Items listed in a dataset
PR #12, opened 2016-02-08
Additions for robin and clicktracker

spladug:
These are a few additions required for the click tracker and robin projects. I'll be working on event sending from baseplate next as needed for click tracker. Each one is pretty independent, so it might be best to look at individual commits.

:eyeglasses: @florenceyeun @MelissaCole @dellis23


dellis23:
:fish:

MelissaCole:
:fish: Looks good to me. Thanks for doing this!

PR #13, opened 2016-02-16
Message queues

spladug:
This will be helpful for communicating with sidekick processes on the same machine, e.g. events. I'm adding this here first and then moving the event collectors over to this from their SysV IPC queues. Once that's proven out, then the goal is to have r2 and baseplate app servers send messages to the collector via local-system queues and a small daemon, rather than going through Rabbit which is currently getting close to max throughput.

(this also includes a fix for a bug i introduced by trying to be too clever in constant_time_compare. i've made sure the code is identical to r2's copy again. i should've known better, sorry)

:eyeglasses: @bsimpson63 @ketralnis @MelissaCole

### DIFF
--- a/.travis.yml
+++ b/.travis.yml
@@ -16,7 +16,7 @@ virtualenv:
 before_install:
     - sudo add-apt-repository -y ppa:reddit/ppa
     - sudo apt-get update -q
-    - sudo apt-get install -y python-fbthrift python3-fbthrift fbthrift-compiler python-sphinx python-sphinxcontrib.spelling python-alabaster
+    - sudo apt-get install -y python-fbthrift python3-fbthrift fbthrift-compiler python-sphinx python-sphinxcontrib.spelling python-alabaster python-posix-ipc python3-posix-ipc
 
 install:
     - pip install -e ".[gevent,pyramid]"
--- a/baseplate/crypto.py
+++ b/baseplate/crypto.py
@@ -19,7 +19,7 @@ if hasattr(hmac, "compare_digest"):
     # This was added in Python 2.7.7 and 3.3
     constant_time_compare = hmac.compare_digest
 else:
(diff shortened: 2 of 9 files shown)


bsimpson63:
:nail_care: just the one question

spladug:
:haircut: question hopefully answered. please let me know if that's confusing or unhelpful or if a comment/code clarification is called for.

ketralnis:
This looks like it causes the sender to block when the message queue is full. Do you think it makes sense to make this configurable? I think we'd rather drop events than block r2

spladug:
@ketralnis the `put` and `get` methods take a `timeout` parameter which if set to 0 will immediately raise without blocking if the queue is full. You can see this in action in the event-collector error publishing https://github.com/reddit/event-collector/pull/10/files#diff-23b50895818eee443d54c2fc562a765dR149

(I didn't do it for non-errors, but I could. For things like r2, they'd retry if a 500 were returned. Unfortunately browsers and mobile devices sending screenview events would just drop the message forever so maybe it's better to hold the request open for a little while? That'd only happen if kafka's been down for quite a while though)

ketralnis:
Gotcha, that makes sense. :fish:

MelissaCole:
:fish: Looks good to me too. 

Was trying to think about if you should check for `ExistentialError` in the get/put in case something closed the MessageQueue from somewhere else but I don't think that would be an issue

spladug:
> Was trying to think about if you should check for ExistentialError in the get/put in case something closed the MessageQueue from somewhere else but I don't think that would be an issue

Ah neat, hadn't thought of that. We should actually be safe from that as the kernel won't delete a queue from existence while any processes have an open queue descriptor.

bsimpson63:
:fish:

PR #14, opened 2016-02-26
Add a system for sending events to the event collector

spladug:
This is split into two parts: a system for building and queing events,
and a daemon which reads from a queue, batches, and publishes events to
the collector. The goal is to make it so we can send a _lot_ of events
without overwhelming a central server like Rabbit.

It is immediately useful for @MelissaCole's clicktracker service, but I'm also
planning on getting r2 cut over to this ASAP so we can continue adding more
instrumentation and A/B testing without worrying about overwhelming the Rabbit
box.

:eyeglasses: @MelissaCole @umbrae @KeyserSosa 

cc: @Kaitaan @jophuds

### DIFF
--- a/baseplate/events/publisher.py
+++ b/baseplate/events/publisher.py
@@ -1,0 +1,203 @@
+import argparse
+import email.utils
+import gzip
+import hashlib
+import hmac
+import logging
+import time
+
+import requests
+
+from . import MAX_EVENT_SIZE, MAX_QUEUE_SIZE
+from .. import config, make_metrics_client
+from .. _compat import configparser, BytesIO
+from .. message_queue import MessageQueue, TimedOutError
+
+
+logger = logging.getLogger(__name__)
+
+
+# seconds to wait for the event collector
+POST_TIMEOUT = 3
+# maximum time (seconds) an event can sit around while we wait for more
+# messages to batch
+MAX_BATCH_AGE = 1
+# seconds to wait between retries when the collector fails
+RETRY_DELAY = 2
+
+
+class Batcher(object):
+    """Time-aware batching producer.
+
+    A batch-consumer gives necessary context to this object. It must provide:
+        * batch_size_limit - the maximum size of an individual batch
+        * batch_size_overhead - base size cost of a batch
+        * get_item_size() - given an item, return its batch-relevant size
+        * consume_batch() - consume a fully formed batch
+
+    A flush may occur if the batch reaches the maximum specified size during
+    add() or if explicitly flush()ed.
+
+    """
+    def __init__(self, consumer):
+        self.consumer = consumer
+        self.batch = []
+        self.batch_size = self.consumer.batch_size_overhead
+        self.batch_start = None
+
+    @property
+    def batch_age(self):
+        """Return the age in seconds of the oldest item in the batch.
+
+        If there are no items in the batch, 0 is returned.
+
+        """
+        if not self.batch_start:
+            return 0
+        return time.time() - self.batch_start
+
+    def add(self, item):
+        """Add an item to the batch, potentially flushing."""
+        item_size = self.consumer.get_item_size(item)
+        if self.batch_size + item_size > self.consumer.batch_size_limit:
+            self.flush()
+        self.batch.append(item)
+        self.batch_size += item_size
+        if not self.batch_start:
+            self.batch_start = time.time()
+
+    def flush(self):
+        """Explicitly flush the batch if any items are enqueued."""
+        if self.batch:
+            self.consumer.consume_batch(self.batch)
+            self.batch = []
+            self.batch_size = self.consumer.batch_size_overhead
+            self.batch_start = None
+
+
+def gzip_compress(content):
+    buf = BytesIO()
+    with gzip.GzipFile(fileobj=buf, mode="wb", compresslevel=9) as f:
+        f.write(content)
+    return buf.getvalue()
+
+
+class BatchConsumer(object):
+    batch_size_overhead = 2  # the [] that wrap the json list
+    batch_size_limit = 500 * 1024
+
+    def __init__(self, metrics_client, cfg):
+        self.metrics = metrics_client
+        self.url = "https://%s/v1" % cfg.collector.hostname
+        self.key_name = cfg.key.name
+        self.key_secret = cfg.key.secret
+        self.session = requests.Session()
+
+    @staticmethod
+    def get_item_size(item):
+        # the item is already serialized, so we'll just add one byte for comma
+        return len(item) + 1
+
+    def _sign_payload(self, payload):
+        digest = hmac.new(self.key_secret, payload, hashlib.sha256).hexdigest()
+        return "key={key}, mac={mac}".format(key=self.key_name, mac=digest)
+
+    def consume_batch(self, items):
+        logger.info("sending batch of %d items", len(items))
+        payload = b"[" + b",".join(items) + b"]"
+        compressed_payload = gzip_compress(payload)
+        headers = {
+            "Date": email.utils.formatdate(usegmt=True),
+            "User-Agent": "baseplate-event-publisher/1.0",
+            "Content-Type": "application/json",
+            "X-Signature": self._sign_payload(payload),
+            "Content-Encoding": "gzip",
+        }
+
+        while True:
+            try:
+                with self.metrics.timer("post"):
+                    response = self.session.post(
+                        self.url,
+                        headers=headers,
+                        data=compressed_payload,
+                        timeout=POST_TIMEOUT,
+
+                        # http://docs.python-requests.org/en/latest/user/advanced/#keep-alive
+                        stream=False,
+                    )
+                response.raise_for_status()
+            except requests.HTTPError as exc:
+                self.metrics.counter("error.http").increment()
+                logger.exception("HTTP Request failed")
+
+                # we should crash if it's our fault
+                if getattr(exc, "response", None) and exc.response.status_code < 500:
+                    raise
+            except IOError:
+                self.metrics.counter("error.io").increment()
+                logger.exception("HTTP Request failed")
+            else:
+                self.metrics.counter("sent").increment(len(items))
+                return
+
+            time.sleep(RETRY_DELAY)
+
+
+def publish_events():
+    arg_parser = argparse.ArgumentParser()
+    arg_parser.add_argument("config_file", type=argparse.FileType("r"),
+        help="path to a configuration file")
+    arg_parser.add_argument("--queue-name", default="main",
+        help="name of event queue / publisher config (default: main)")
+    arg_parser.add_argument("--debug", default=False, action="store_true",
+        help="enable debug logging")
+    args = arg_parser.parse_args()
+
+    if args.debug:
+        level = logging.DEBUG
+    else:
+        level = logging.WARNING
+    logging.basicConfig(level=level)
+
+    config_parser = configparser.ConfigParser()
+    config_parser.readfp(args.config_file)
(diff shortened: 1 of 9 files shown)


baseplate/events/queue.py
```diff
@@ -0,0 +1,139 @@
...
+        :param str key: The name of the field.
+        :param value: The value to set the field to. Should be JSON
+            serializable.
+        :param bool obfuscate: Whether or not to put the field in the obfuscated
+            section. This is used for sensitive info like IP addresses that must
+            be treated with care.
+
+        """
+        if not obfuscate:
+            self.payload[key] = value
```
MelissaCole: Currently the [eventcollector](https://github.com/reddit/reddit-public/blob/master/r2/r2/lib/eventcollector.py#L1146) checks to see if the `value` is `None` and won't add it to the payload if it is. Changing this would send some empty fields that I don't think are meant to be in there (and lead to a lot more lines in the code to fix this).

spladug: Good point. Part of me has been thinking there's some forwards compatibility issue with omitting nulls, but the more I think about it the less I think it's real. I'll bring that back.

spladug: d713618002f610a1db4d220261e335afbe4f9792

tests/unit/events/publisher_tests.py
```diff
@@ -0,0 +1,112 @@
...
+        self.batcher.flush()
+        self.assertEqual(self.batcher.batch_start, None)
+
+    def test_manual_flush(self):
+        self.batcher.add("a")
+        self.batcher.add("b")
+        self.batcher.flush()
+        self.consumer.consume_batch.assert_called_once_with(["a", "b"])
+
+    def test_flush_when_full(self):
```
Deimos: :no_bell: This is probably just a general testing thing more than anything, but should this use `self.batch_size_limit` instead of having hardcoded numbers so that it wouldn't need updating if that limit is changed? For example:

```
def test_flush_when_full(self):
    for i in range(self.batch_size_limit + 2):
        self.batcher.add(str(i))
    self.consumer.consume_batch.assert_called_once_with(
        [str(i) for i in range(self.batch_size_limit)])
```

tests/unit/events/queue_tests.py
```diff
@@ -0,0 +1,101 @@
...
+        self.assertEqual(event.topic, "topic")
+        self.assertEqual(event.event_type, "type")
+        self.assertEqual(event.timestamp, 333000)
+        self.assertEqual(event.id, "1-2-3-4")
+
+    def test_timestamp_specified(self):
+        timestamp = datetime.datetime(2016, 2, 23, 0, 3, 17)
+        event = Event("topic", "type", timestamp=timestamp)
+        self.assertEqual(event.timestamp, 1456185797000)
+
```
Deimos: :no_bell: Would a test for a non-UTC timestamp be a good idea?

Deimos:
Just a couple tiny testing questions, otherwise looks great to me. :fish:

tests/unit/events/queue_tests.py
spladug: Yeah, it would. I just don't know a good way to do that without either a) requiring `pytz` to run the test suite, b) making my own timezone class, c) only testing that on py3.2+ which has a timezone in the stdlib. Thoughts?

tests/unit/events/publisher_tests.py
spladug: I'm never quite clear on where to draw the line on being too tied to internal implementation vs. being easier to update. :/

tests/unit/events/queue_tests.py
Deimos: Ah, hmm. I guess the way to do it without adding `pytz` or another timezone library would be your own class that inherits from `datetime.tzinfo`. It looks like it would probably just take something like this:

```
class FakeTZ(datetime.tzinfo):
    def utcoffset(self, dt):
        return datetime.timedelta(hours=2)
```

Not too bad, might be worth adding since an error that starts allowing non-UTC timestamps could cause a pretty big mess in the data.

KeyserSosa:
this is awesome :fish:

tests/unit/events/queue_tests.py
spladug: alrighty, done!

Deimos:
Excellent, thanks. :fish:

MelissaCole:
:fish: Really awesome job. Thanks!

baseplate/events/publisher.py
```diff
@@ -0,0 +1,203 @@
...
+        return len(item) + 1
+
+    def _sign_payload(self, payload):
+        digest = hmac.new(self.key_secret, payload, hashlib.sha256).hexdigest()
+        return "key={key}, mac={mac}".format(key=self.key_name, mac=digest)
+
+    def consume_batch(self, items):
+        logger.info("sending batch of %d items", len(items))
+        payload = b"[" + b",".join(items) + b"]"
+        compressed_payload = gzip_compress(payload)
```
umbrae: I'm sure you already thought about this, but is there a chance that by always gzipping we're actually losing out and that we should consider not gzipping for items below a certain threshold? (I think we just did something with this somewhere else recently.) This talks about it a bit: http://webmasters.stackexchange.com/questions/31750/what-is-recommended-minimum-object-size-for-gzip-performance-benefits

Maybe we feel confident that even a single event would be big enough to always gzip?

baseplate/events/publisher.py
```diff
@@ -0,0 +1,203 @@
...
+                if getattr(exc, "response", None) and exc.response.status_code < 500:
+                    raise
+            except IOError:
+                self.metrics.counter("error.io").increment()
+                logger.exception("HTTP Request failed")
+            else:
+                self.metrics.counter("sent").increment(len(items))
+                return
+
+            time.sleep(RETRY_DELAY)
```
umbrae: :no_bell: OK I'm just gonna think through this out loud, I think I've got it but I want to make sure there are no queue sharing issues and maybe it'll be helpful to someone else later:

Each consumer daemon has a single batcher. Each batcher has a maximum size and age.

The daemon will fill the batcher with messages it consumes from the queue.

If the batcher reaches the maximum size or age, it will flush synchronously. That flush is an http POST. If that flush returns a 500, it will sleep, halting the consumer, and retry in 2 seconds. As this happens all other consumers are free to batch as they like.

They may consume and send just fine, which means that events may be sent out of order. (Which is fine and we should expect).

If the event collector starts returning 500s for everyone, every consumer daemon will reach this state, retrying every 2 seconds. This means that nothing will be consuming from the top level queues, but they still may be added to. The event collector is likely receiving POSTs on success from every consumer every second or two anyhow, so this load will be expected. A fixed retry of 2seconds is probably fine.

If we've been in a 500 state for a minute or two and have a whole bunch of full queues, we'll start consuming them and batching them right away as we hit max size. This may overwhelm the event collector server, but if it does it will start to return 500 level responses (or timeouts) and we'll retry in two seconds, effectively slowing us down.

OK, phew. I think I now understand this better and this feels great. :+1:

spladug: :+1: fwiw, given the current rate of events from r2 servers and the size of the queues we should be good for at least half an hour of consecutive collector downtime before the r2 queues start filling up

baseplate/events/publisher.py
spladug: Yeah, that's definitely possible. I think in practice the server-side events are always gonna be big enough. For example, a login event on my local install is 696 bytes uncompressed and ends up 451 compressed. Then you get to batching (which will likely happen every batch as on average we're doing about 4 events per second per server right now) and you're really getting benefit from compression.

baseplate/events/publisher.py
spladug: also: in current puppet work, there's only one daemon per queue so the out-of-order stuff won't really happen. the message queues do leave that possibility open (and the kafka producers on the collectors themselves run multiple) so it's good to think about.

baseplate/events/queue.py
```diff
@@ -0,0 +1,146 @@
+"""Client library for sending events to the data processing system.
+
+This is for use with the event collector system. Events generally track
+something that happens in production that we want to instrument for planning
+and analytical purposes.
+
+Events are serialized and put onto a message queue on the same server. These
+serialized events are then consumed and published to the remote event collector
+by a separate daemon.
```
umbrae: Do you think we need to worry about losing events on app kill from autoscaling?

baseplate/events/queue.py
```diff
@@ -0,0 +1,146 @@
...
+import json
+import time
+import uuid
+
+from . import MAX_EVENT_SIZE, MAX_QUEUE_SIZE
+from baseplate.message_queue import MessageQueue, TimedOutError
+
+
+class Event(object):
+    """An event."""
```
umbrae: :no_bell: for some reason this made me lol :)

baseplate/events/queue.py
```diff
@@ -0,0 +1,146 @@
...
+    def __init__(self, topic, event_type, timestamp=None, id=None):
+        self.topic = topic
+        self.event_type = event_type
+        if timestamp:
+            if timestamp.tzinfo and timestamp.utcoffset().total_seconds() != 0:
+                raise ValueError("Timestamps must be in UTC")
```
umbrae: yaaaaayyyy to being strict about this

tests/unit/events/publisher_tests.py
umbrae: I think what Chad means here is that you specifically specify `7`, even though if someone changed `batch_size_limit` in your test on line 24 to `10`, this would fail. He's wondering if you should avoid that by specifically setting this range to be 1 (or 2) larger than the batch size limit you defined on line 24.

tests/unit/events/publisher_tests.py
```diff
@@ -0,0 +1,112 @@
...
+        for i in range(7):
+            self.batcher.add(str(i))
+        self.consumer.consume_batch.assert_called_once_with(
+            ["0", "1", "2", "3", "4"])
+
+
+class CompressTests(unittest.TestCase):
+    def test_compress(self):
+        input = b"test"
```
umbrae: tiniest of nits: `input` is already a keyword :3

umbrae:
:fish: yaaayyy, this looks super fantastic. Top work spladug!

baseplate/events/queue.py
spladug: In regular operation? no more so than we already do (`amqp.add` adds an item to a `Queue.Queue` in-process which gets drained by the worker thread that talks to amqp synchronously).

When things are going poorly? yes, that's definitely a concern. We can pause the scaler during an extended downtime of the collector.

baseplate/events/queue.py
spladug: A comment.

:P

tests/unit/events/publisher_tests.py
spladug: ah, gotcha. that sounds good. done.

tests/unit/events/publisher_tests.py
spladug: how's this look?

umbrae: much better, thanks :)

spladug:
:haircut: just the changes you can see in individual commits. i had some inspiration last night on how to clean up the os side of things and it needed the `--create` code.

Deimos:
:fish:

umbrae:
:fish:

spladug:
a5a20363a31788e1ef42f3deca4cf58fcf9b22e8...6b1bc5b984f5d549591188fda57e671b4b3ad28b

→ **Task directions**:
Please return all lines above in which the string "KeyserSosa" is found.

→ **Task response**:
:eyeglasses: @MelissaCole @umbrae @KeyserSosa 
KeyserSosa:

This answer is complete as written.